Two coherent beams of wavelength `5000 Å` reaching point would individually produce in intensities 1.44 and 4.00 units . If they reach there together, the intensity is 10.24 units . Calculate the lowest phase difference with which the beams reach that point.
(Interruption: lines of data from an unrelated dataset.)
PR #69, opened 2018-10-16
pam_motd: Add support for specifying multiple motd directories

### LINKED ISSUE #68: pam_motd: Support multiple directory paths to motd files, with filename overrides
# pam_motd: Support multiple directory paths to motd files, with filename overrides

As part of Fedora CoreOS, we would like to show a `motd` snippet that has been generated at runtime upon SSH login, in order to show updated system information (https://github.com/coreos/fedora-coreos-tracker/issues/36).

This is similar to what the cockpit project currently does by having a systemd service unit generate and drop a file under `/run/cockpit/` (#47).

A current way to have PAM show a generated `motd` snippet is to symlink to a file from the user config directory `/etc/motd.d/`. Say `hello-pkg` is a package that displays a generated `motd` snippet as part of its functionality, `hello.motd`. The symlink may look like this:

To solve the problem, we will use the formula for the intensity of two coherent beams interfering with each other. The formula is given by: \[ I = I_1 + I_2 + 2\sqrt{I_1 I_2} \cos \phi \] Where: - \( I \) is the resultant intensity when both beams are present. - \( I_1 \) and \( I_2 \) are the intensities of the individual beams. - \( \phi \) is the phase difference between the two beams. ### Step-by-step Solution: 1. **Identify the given values:** - \( I_1 = 1.44 \) units - \( I_2 = 4.00 \) units - \( I = 10.24 \) units 2. **Substitute the known values into the intensity formula:** \[ 10.24 = 1.44 + 4.00 + 2\sqrt{1.44 \times 4.00} \cos \phi \] 3. **Calculate the sum of \( I_1 \) and \( I_2 \):** \[ 1.44 + 4.00 = 5.44 \] 4. **Rearrange the equation:** \[ 10.24 - 5.44 = 2\sqrt{1.44 \times 4.00} \cos \phi \] \[ 4.80 = 2\sqrt{1.44 \times 4.00} \cos \phi \] 5. **Calculate \( \sqrt{1.44 \times 4.00} \):** \[ \sqrt{1.44 \times 4.00} = \sqrt{5.76} = 2.4 \] 6. **Substitute back into the equation:** \[ 4.80 = 2 \times 2.4 \cos \phi \] \[ 4.80 = 4.8 \cos \phi \] 7. **Solve for \( \cos \phi \):** \[ \cos \phi = \frac{4.80}{4.8} = 1 \] 8. **Determine the phase difference \( \phi \):** Since \( \cos \phi = 1 \), the possible values for \( \phi \) are: \[ \phi = 0, 2\pi, 4\pi, \ldots \] The lowest phase difference is: \[ \phi = 0 \] ### Final Answer: The lowest phase difference with which the beams reach that point is \( \phi = 0 \).